I am trying to process scRNA-seq data (10X) from a Homo Sapiens cancer cell line. I have a set of processed files including filtered matrix in .h5 and others processed by cellranger. However, my collaborators also want me to align some EBV genes, e.g., EBNA2, LMP1, etc., so that we could further perform differential analysis.
The ideal case is that I customize some places in the cellranger pipeline, and finally I would have a new filtered h5 matrix with both of Homo Sapiens genes and EBV genes, and then I would not change my downstream analysis script. But I do not have any idea about this. May I have your suggestions? Thank you very much.
Hi Dave , thank you very much for your response. I just found gff3 annotation file https://github.com/SannaAb/EBV_RNASeqPipeline/tree/main/DB, but not gtf file, so is it also applicable or I should first convert it? Actually, I found from some papers mentioned that NCBI hold the EBV gtf file and fastq file, but that NCBI just show error when I try to access, and do you have any idea about that? Thank you very much.
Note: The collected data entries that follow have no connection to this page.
PR #9689, opened 2025-01-28
fix(helm): Add expand env template for dependsOn, fix concurrent installation

idsulik:
**Description**
1. Fixed the releases installation order to keep the original order for each level, it needs at least to keep the old behavior, because the v2.14.0 changed the order. 
2. Fixed an issue with the [dependsOn](https://skaffold.dev/docs/references/yaml/#manifests-helm-releases-dependsOn), we don't expand the chart's name. Now we use env in the dependsOn chart's name, example:
```
    deploy:
      helm:
        concurrency: 0 #no-limit
        releases:
          - name: my-service-{{.MYUSER}}
            remoteChart: repo/php-nginx
            upgradeOnChange: true
            version: ~4.30.0
            setValues:
              image.pullPolicy: IfNotPresent
            wait: true
            dependsOn:
              - my-cron-{{.MYUSER}}
          - name: my-cron-{{.MYUSER}}
            remoteChart: repo/php-nginx
            upgradeOnChange: true
            version: ~4.30.0
            setValues:
              image.pullPolicy: IfNotPresent
            wait: true
```

### DIFF
--- a/pkg/skaffold/deploy/helm/helm.go
+++ b/pkg/skaffold/deploy/helm/helm.go
@@ -285,40 +285,42 @@ func (h *Deployer) Deploy(ctx context.Context, out io.Writer, builds []graph.Art
 	// Group releases by their dependency level to deploy them in the correct order.
 	levelGroups := groupReleasesByLevel(deploymentOrder, dependencyGraph)
 
-	g, levelCtx := errgroup.WithContext(ctx)
-
+	var concurrency int
 	if h.Concurrency == nil || *h.Concurrency == 1 {
-		g.SetLimit(1)
+		concurrency = 1
 		olog.Entry(ctx).Infof("Installing %d releases sequentially", len(h.Releases))
 	} else {
-		g.SetLimit(*h.Concurrency)
+		if *h.Concurrency == 0 {
+			concurrency = -1
+		} else {
+			concurrency = *h.Concurrency
+		}
 		olog.Entry(ctx).Infof("Installing %d releases concurrently", len(h.Releases))
 	}
 
 	releaseNameToRelease := make(map[string]latest.HelmRelease)
 	for _, r := range h.Releases {
-		releaseName, err := util.ExpandEnvTemplateOrFail(r.Name, nil)
-		if err != nil {
-			return fmt.Errorf("cannot parse the release name template: %w", err)
-		}
-		releaseNameToRelease[releaseName] = r
+		releaseNameToRelease[r.Name] = r
 	}
 
 	// Process each level in order
 	for level, releases := range levelGroups {
 		if len(levelGroups) > 1 {
-			olog.Entry(ctx).Infof("Installing level %d/%d releases (%d releases)", level, len(levelGroups), len(releases))
+			olog.Entry(ctx).Infof("Installing level %d/%d releases (%d releases)", level+1, len(levelGroups), len(releases))
 		} else {
 			olog.Entry(ctx).Infof("Installing releases (%d releases)", len(releases))
 		}
+
+		g, levelCtx := errgroup.WithContext(ctx)
+		g.SetLimit(concurrency)
 
 		// sort releases in the same level, this is merely to ensure that the series of helm commands are in order for
 		// consistency in unit testing.
 		sort.Strings(releases)
 
 		// Deploy releases in current level
-		for _, releaseName := range releases {
-			release := releaseNameToRelease[releaseName]
+		for _, name := range releases {
+			release := releaseNameToRelease[name]
 
 			g.Go(func() error {
 				chartVersion, err := util.ExpandEnvTemplateOrFail(release.Version, nil)
@@ -334,6 +336,11 @@ func (h *Deployer) Deploy(ctx context.Context, out io.Writer, builds []graph.Art
 				release.ChartPath, err = util.ExpandEnvTemplateOrFail(release.ChartPath, nil)
 				if err != nil {
 					return helm.UserErr(fmt.Sprintf("cannot expand chart path %q", release.ChartPath), err)
+				}
+
+				releaseName, err := util.ExpandEnvTemplateOrFail(release.Name, nil)
+				if err != nil {
+					return helm.UserErr(fmt.Sprintf("cannot expand release name %q", release.Name), err)
 				}
 
 				m, results, err := h.deployRelease(levelCtx, out, releaseName, release, builds, h.bV, chartVersion, repo)
--- a/pkg/skaffold/deploy/helm/helm_test.go
+++ b/pkg/skaffold/deploy/helm/helm_test.go
@@ -66,6 +66,21 @@ var testDeployConfig = latest.LegacyHelmDeploy{
 	}},
 }
 
+var testDeployWithDependsOnConfig = latest.LegacyHelmDeploy{
+	Releases: []latest.HelmRelease{{
+		Name:      "skaffold-helm-{{.FOO}}",
+		ChartPath: "examples/test",
+		Overrides: schemautil.HelmOverrides{Values: map[string]interface{}{"foo": "bar"}},
+		SetValues: map[string]string{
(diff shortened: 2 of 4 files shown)


idsulik:
Pushed one more fix, if the installation happens level by level(in case of dependsOn), then the `errgroup` cancels the `levelCtx` after the first iteration, moved it inside the loop so it'll be created for each iteration

idsulik:
@alphanota  could you please review the PR and consider releasing a patch version if appropriate

idsulik:
@alphanota hi! Could you please check the PR and publish the patch release? the v2.14.0 has some issues which I fixed in this PR. Tested it locally with/without dependencies, as I see it works correctly

idsulik:
@plumpy hi! check pls the PR, it's very important because the v2.14.0 breaks the release order and it can lead to unexpected behavior

alphanota:
@idsulik Can you explain what you mean by "keep the original order for each level, " as far as I can tell, internally dependencies that were on the same level were stored on a hashmap so by definition they had no order.

idsulik:
@alphanota check the tests, the releases are split level by level , if there is no "dependsOn" in the config file, then all releases will be at the 0 level and if we have dependsOn, then there will be more levels. inside each level, the releases keep the original sorting(as they appear in the config file).  the important part is to keep the order if there is no "dependsOn", otherwise the installation won't be stable(in our case with the new skaffold deploy failed because we had specific order in the config file, but the new version doesn't keep the order from the config file)

pkg/skaffold/deploy/helm/dependencygraph.go
```diff
@@ -0,0 +1,198 @@
...
+import (
+	"fmt"
+
+	"github.com/GoogleContainerTools/skaffold/v2/pkg/skaffold/schema/latest"
+)
+
+// DependencyGraph represents a graph of helm release dependencies
+type DependencyGraph struct {
+	graph           map[string][]string
+	releases        []latest.HelmRelease
```
idsulik, line 28: @alphanota here, we save releases as they're passed into the constructor

pkg/skaffold/deploy/helm/dependencygraph.go
```diff
@@ -0,0 +1,198 @@
...
+			if err := visit(dep); err != nil {
+				return err
+			}
+		}
+		order = append(order, node)
+		return nil
+	}
+
+	// Process releases in their original order
+	for _, release := range g.releases {
```
idsulik, line 165: @alphanota here, we process the releases by their original order

pkg/skaffold/deploy/helm/dependencygraph.go
```diff
@@ -0,0 +1,198 @@
...
+		}
+	}
+
+	return order, nil
+}
+
+// groupReleasesByLevel groups releases by their dependency level while preserving
+// the original order within each level
+func (g *DependencyGraph) groupReleasesByLevel(order []string) map[int][]string {
+	levels := make(map[int][]string)
```
idsulik, line 177: @alphanota and, here we have a map, but the value is slice, and the slice will have the  original order

pkg/skaffold/deploy/helm/dependencygraph_test.go
```diff
@@ -0,0 +1,375 @@
...
+						t.Errorf("order not preserved within level: %s (original position %d) should come after %s (original position %d)",
+							prevRelease, originalOrder[prevRelease], currRelease, originalOrder[currRelease])
+					}
+				}
+			}
+		})
+	}
+}
+
+func TestOrderPreservationWithinLevels(t *testing.T) {
```
idsulik, line 321: @alphanota here, I wrote separate tests to check the order

idsulik:
@alphanota, you're right, I missed one place: the level-by-level iteration isn't correct because it iterates the map. I've just pushed fix for it, it extracts keys(levels), sorts them and iterates

idsulik:
@alphanota we have several helm releases and they ordered in the config file, in the first release we create kubernetes' roles and other releases use these roles, but the new version of the skaffold installs helm releases in random order and it lead to an issue, when we install helm package that needs roles, but the roles wasn't installed

alphanota:
> the rolebinding release should be installed first, but v1.24.0 installs in random order not in the order they described in the config file
> 
> ```
>     deploy:
>       helm:
>         releases:
>         - name: rolebinding-{{.BRANCH}}
>           remoteChart: repo/config-helper
>           upgradeOnChange: true
>           valuesFiles:
>           - ./branch/values.rolebinding.yaml
>           version: ~4.1.0
>         - name: redis-{{.BRANCH}}
>           repo: https://charts.helm.sh/stable
>           remoteChart: redis
>           upgradeOnChange: true
>           valuesFiles:
>           - ./branch/values.redis.yaml
>           version: ~10.4
>           setValues:
>             image.pullPolicy: IfNotPresent
>             fullnameOverride: redis
>           wait: true
> ```

This seems fine to me. rolebinding doesn't appear to be a dependency of redis so there's no need for it to be installed first? Keep in mind also the concurrency factor, they might even be installed in parallel. From what I could tell from the code pre-2.14 release, order was never guaranteed in the first place.

idsulik:
> rolebinding doesn't appear to be a dependency of redis

you're wrong, the order matters, and redis depends on rolebinding, but not explicitly(I mean, we didn't use `dependsOn` because it was added only in v2.14.0)

>Keep in mind also the concurrency factor, they might even be installed in parallel. From what I could tell from the code pre-2.14 release, order was never guaranteed in the first place.

There wasn't concurrency in the helm installation part before https://github.com/GoogleContainerTools/skaffold/blob/v2.13.2/pkg/skaffold/deploy/helm/helm.go#L265, it was added in v2.14.0

pkg/skaffold/deploy/helm/dependencygraph.go
idsulik: > All the releases in the same level do not depend on each other, so the order in which they are installed should not matter

Why do you think so? They could depend on each other implicitly, and in my case, they depend on each other implicitly - first we have to install the release that comes first in the config order, then second, then third and so on

idsulik:
@alphanota Let’s assume the order is correct, but in **v2.14.0**, there’s another bug: when `dependsOn` is present, the first level will be set, but the second one won’t. This happens because `errgroup` is created outside the `for` loop, and after the first successful `g.Wait()`, the context gets canceled, preventing the second group of releases from being set. In this PR, I moved the `errgroup` creation inside the loop so that a new one is created for each group.

idsulik:
@alphanota I’ll try to explain the installation order again. Before version **2.14.0**, there was no concurrency—each release was installed one after another in the order they appeared in the config. However, in **v2.14.0**, this order was broken. To enforce the correct order, `dependsOn` needed to be added, but the old behavior was disrupted, even though this was just a patch release.

In our project, the installation order of releases is crucial, and due to this change, deployments started failing after upgrading to **v2.14.0**. To fix this, I added the `dependsOn` option, but even that didn’t work because, on the second iteration (second level), `errgroup` canceled the `context`, preventing the next releases from being installed. We had to roll back to the previous version.

alphanota:
@idsulik Can you limit this PR to just the fix for the `dependsOn` bug? Lets adress the order thing in a separate PR. Thanks!

idsulik:
@alphanota created a separate PR for the order fix https://github.com/GoogleContainerTools/skaffold/pull/9693

alphanota:
@idsulik Thanks for breaking this up, can you add unit test / and or integration test for this behavior? Thanks!

idsulik:
@alphanota pushed tests

alphanota (approved):

idsulik:
@plumpy hi! Could you please release a patch version? because the latest version has an issue with dependsOn. Or, you're waiting for this PR https://github.com/GoogleContainerTools/skaffold/pull/9693 ?

idsulik:
@plumpy great, it has just been approved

I believe Cellranger only accepts GTF format, so you would need to convert your GFF to GTF. I think there are lots of software that can do this, but I like to use gffread.
Unfortunately, I don't have any insights into errors that might be occurring with NCBI.
Both GFF and GTF files are available for EBV at NCBI here --> https://ftp.ncbi.nlm.nih.gov/genomes/all/GCF/002/402/265/GCF_002402265.1_ASM240226v1/
If you choose to get the GTF from here be sure to also download the genome file that matches the annotation.
Hi GenoMax, I really appreciate your help. I also find that there is .fna.gz file which is fasta format, so I am a little confused: from this turtorial, I need three files -- fasta file, gtf file, and genome file. And you also mentioned that I need to download the compatibale genome file, so there is another genome file in NCBI but is not that .fna.gz file, right? May I have your suggestions? Thank you very much!
There is no third file. I think you are referring to the option below. It is something you choose to name the output folder with
cellranger mkref
.That is the fasta format genome file for EBV that corresponds to the GTF.
Got it! I will try then, and thank you very much GenoMax!